• [Data for analysis]:
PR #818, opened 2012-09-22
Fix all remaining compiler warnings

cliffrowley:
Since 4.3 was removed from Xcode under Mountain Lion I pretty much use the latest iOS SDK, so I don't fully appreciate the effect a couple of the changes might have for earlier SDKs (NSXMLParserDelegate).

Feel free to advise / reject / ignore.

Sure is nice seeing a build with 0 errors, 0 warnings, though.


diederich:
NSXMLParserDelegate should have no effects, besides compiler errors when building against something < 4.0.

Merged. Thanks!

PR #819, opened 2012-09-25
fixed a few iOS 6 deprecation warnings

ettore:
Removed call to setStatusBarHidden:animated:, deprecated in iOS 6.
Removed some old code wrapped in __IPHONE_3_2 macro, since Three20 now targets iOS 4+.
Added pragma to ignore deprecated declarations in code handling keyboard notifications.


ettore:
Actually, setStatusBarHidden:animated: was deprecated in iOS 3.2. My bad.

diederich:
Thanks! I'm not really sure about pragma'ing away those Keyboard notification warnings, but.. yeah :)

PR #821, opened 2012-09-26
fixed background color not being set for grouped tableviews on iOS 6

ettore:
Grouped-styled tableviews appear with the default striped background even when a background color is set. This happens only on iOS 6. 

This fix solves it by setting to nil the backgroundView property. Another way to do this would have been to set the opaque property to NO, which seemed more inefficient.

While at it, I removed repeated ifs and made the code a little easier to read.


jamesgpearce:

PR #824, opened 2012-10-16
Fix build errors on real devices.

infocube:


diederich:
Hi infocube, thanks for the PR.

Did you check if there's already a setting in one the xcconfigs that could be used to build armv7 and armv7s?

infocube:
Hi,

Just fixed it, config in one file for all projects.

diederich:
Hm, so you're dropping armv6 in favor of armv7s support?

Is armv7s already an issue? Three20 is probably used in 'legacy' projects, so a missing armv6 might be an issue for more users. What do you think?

==

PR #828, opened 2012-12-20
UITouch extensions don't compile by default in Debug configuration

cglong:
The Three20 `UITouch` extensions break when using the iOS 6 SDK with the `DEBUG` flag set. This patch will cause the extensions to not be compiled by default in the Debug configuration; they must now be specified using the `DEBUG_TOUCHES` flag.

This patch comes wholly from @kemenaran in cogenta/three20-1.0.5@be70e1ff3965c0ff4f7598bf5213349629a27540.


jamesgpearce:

• [What is being asked]: Lines wanted from the listing above: the line with "Removed call to" up to and including the line with "Grouped-styled tableviews appear". Please write them out exactly, adding nothing else.

• [Exercise result]:
Removed call to setStatusBarHidden:animated:, deprecated in iOS 6.
Removed some old code wrapped in __IPHONE_3_2 macro, since Three20 now targets iOS 4+.
Added pragma to ignore deprecated declarations in code handling keyboard notifications.


ettore:
Actually, setStatusBarHidden:animated: was deprecated in iOS 3.2. My bad.

diederich:
Thanks! I'm not really sure about pragma'ing away those Keyboard notification warnings, but.. yeah :)

PR #821, opened 2012-09-26
fixed background color not being set for grouped tableviews on iOS 6

ettore:
Grouped-styled tableviews appear with the default striped background even when a background color is set. This happens only on iOS 6. 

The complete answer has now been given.